Could you reproduce all of the entries below without a single change?
*** Exercise data Section Begins ***
PR #2408, opened 2025-01-02
DMP-4385 Filter out 0 second audios from ATS processing

karen-hedges:

https://tools.hmcts.net/jira/browse/DMP-4385

### Change description ###

Updated the ATS filtering to filter out audio files that have less than a second start and end time, start or end time is null or start time is after end time

```
[ ] Yes
[x ] No
```

### DIFF
--- a/src/main/java/uk/gov/hmcts/darts/audio/component/impl/OutboundFileProcessorImpl.java
+++ b/src/main/java/uk/gov/hmcts/darts/audio/component/impl/OutboundFileProcessorImpl.java
@@ -101,10 +101,13 @@ public class OutboundFileProcessorImpl implements OutboundFileProcessor {
         List<AudioFileInfo> concatenatedAndMergedAudioFileInfos = new ArrayList<>();
         if (isNotEmpty(audioFileInfos)) {
             // Used for logging only
-            String audioFilenames = audioFileInfos.stream().map(AudioFileInfo::getMediaFile).collect(Collectors.joining(", "));
+            String audioFilenames = null;
+            if (log.isDebugEnabled()) {
+                audioFileInfos.stream().map(AudioFileInfo::getMediaFile).collect(Collectors.joining(", "));
+            }
 
             List<ChannelAudio> concatenationsList = new ArrayList<>();
-            
+
             if (isWellFormedAudio(audioFileInfos)) {
                 log.debug("Audio files {} are well formed", audioFilenames);
                 List<ChannelAudio> concatenatedAudios = concatenateByChannelWithGaps(audioFileInfos);
--- a/src/main/java/uk/gov/hmcts/darts/audio/component/impl/OutboundFileProcessorImpl.java
+++ b/src/main/java/uk/gov/hmcts/darts/audio/component/impl/OutboundFileProcessorImpl.java
@@ -103,7 +103,7 @@ public class OutboundFileProcessorImpl implements OutboundFileProcessor {
             // Used for logging only
             String audioFilenames = null;
             if (log.isDebugEnabled()) {
-                audioFileInfos.stream().map(AudioFileInfo::getMediaFile).collect(Collectors.joining(", "));
+                audioFilenames = audioFileInfos.stream().map(AudioFileInfo::getMediaFile).collect(Collectors.joining(", "));
             }
 
             List<ChannelAudio> concatenationsList = new ArrayList<>();
--- a/src/main/java/uk/gov/hmcts/darts/audio/component/impl/OutboundFileProcessorImpl.java
+++ b/src/main/java/uk/gov/hmcts/darts/audio/component/impl/OutboundFileProcessorImpl.java
@@ -104,7 +104,6 @@ public class OutboundFileProcessorImpl implements OutboundFileProcessor {
             String audioFilenames = audioFileInfos.stream().map(AudioFileInfo::getMediaFile).collect(Collectors.joining(", "));
 
             List<ChannelAudio> concatenationsList = new ArrayList<>();
-
             
             if (isWellFormedAudio(audioFileInfos)) {
                 log.debug("Audio files {} are well formed", audioFilenames);
--- a/src/main/java/uk/gov/hmcts/darts/audio/component/impl/OutboundFileProcessorImpl.java
+++ b/src/main/java/uk/gov/hmcts/darts/audio/component/impl/OutboundFileProcessorImpl.java
@@ -100,10 +100,12 @@ public class OutboundFileProcessorImpl implements OutboundFileProcessor {
 
         List<AudioFileInfo> concatenatedAndMergedAudioFileInfos = new ArrayList<>();
         if (isNotEmpty(audioFileInfos)) {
*** Exercise data Section Ends ***
The completed task
PR #2408, opened 2025-01-02
DMP-4385 Filter out 0 second audios from ATS processing

karen-hedges:

https://tools.hmcts.net/jira/browse/DMP-4385

### Change description ###

Updated the ATS filtering to filter out audio files that have less than a second start and end time, start or end time is null or start time is after end time

```
[ ] Yes
[x ] No
```

### DIFF
--- a/src/main/java/uk/gov/hmcts/darts/audio/component/impl/OutboundFileProcessorImpl.java
+++ b/src/main/java/uk/gov/hmcts/darts/audio/component/impl/OutboundFileProcessorImpl.java
@@ -101,10 +101,13 @@ public class OutboundFileProcessorImpl implements OutboundFileProcessor {
         List<AudioFileInfo> concatenatedAndMergedAudioFileInfos = new ArrayList<>();
         if (isNotEmpty(audioFileInfos)) {
             // Used for logging only
-            String audioFilenames = audioFileInfos.stream().map(AudioFileInfo::getMediaFile).collect(Collectors.joining(", "));
+            String audioFilenames = null;
+            if (log.isDebugEnabled()) {
+                audioFileInfos.stream().map(AudioFileInfo::getMediaFile).collect(Collectors.joining(", "));
+            }
 
             List<ChannelAudio> concatenationsList = new ArrayList<>();
-            
+
             if (isWellFormedAudio(audioFileInfos)) {
                 log.debug("Audio files {} are well formed", audioFilenames);
                 List<ChannelAudio> concatenatedAudios = concatenateByChannelWithGaps(audioFileInfos);
--- a/src/main/java/uk/gov/hmcts/darts/audio/component/impl/OutboundFileProcessorImpl.java
+++ b/src/main/java/uk/gov/hmcts/darts/audio/component/impl/OutboundFileProcessorImpl.java
@@ -103,7 +103,7 @@ public class OutboundFileProcessorImpl implements OutboundFileProcessor {
             // Used for logging only
             String audioFilenames = null;
             if (log.isDebugEnabled()) {
-                audioFileInfos.stream().map(AudioFileInfo::getMediaFile).collect(Collectors.joining(", "));
+                audioFilenames = audioFileInfos.stream().map(AudioFileInfo::getMediaFile).collect(Collectors.joining(", "));
             }
 
             List<ChannelAudio> concatenationsList = new ArrayList<>();
--- a/src/main/java/uk/gov/hmcts/darts/audio/component/impl/OutboundFileProcessorImpl.java
+++ b/src/main/java/uk/gov/hmcts/darts/audio/component/impl/OutboundFileProcessorImpl.java
@@ -104,7 +104,6 @@ public class OutboundFileProcessorImpl implements OutboundFileProcessor {
             String audioFilenames = audioFileInfos.stream().map(AudioFileInfo::getMediaFile).collect(Collectors.joining(", "));
 
             List<ChannelAudio> concatenationsList = new ArrayList<>();
-
             
             if (isWellFormedAudio(audioFileInfos)) {
                 log.debug("Audio files {} are well formed", audioFilenames);
--- a/src/main/java/uk/gov/hmcts/darts/audio/component/impl/OutboundFileProcessorImpl.java
+++ b/src/main/java/uk/gov/hmcts/darts/audio/component/impl/OutboundFileProcessorImpl.java
@@ -100,10 +100,12 @@ public class OutboundFileProcessorImpl implements OutboundFileProcessor {
 
         List<AudioFileInfo> concatenatedAndMergedAudioFileInfos = new ArrayList<>();
         if (isNotEmpty(audioFileInfos)) {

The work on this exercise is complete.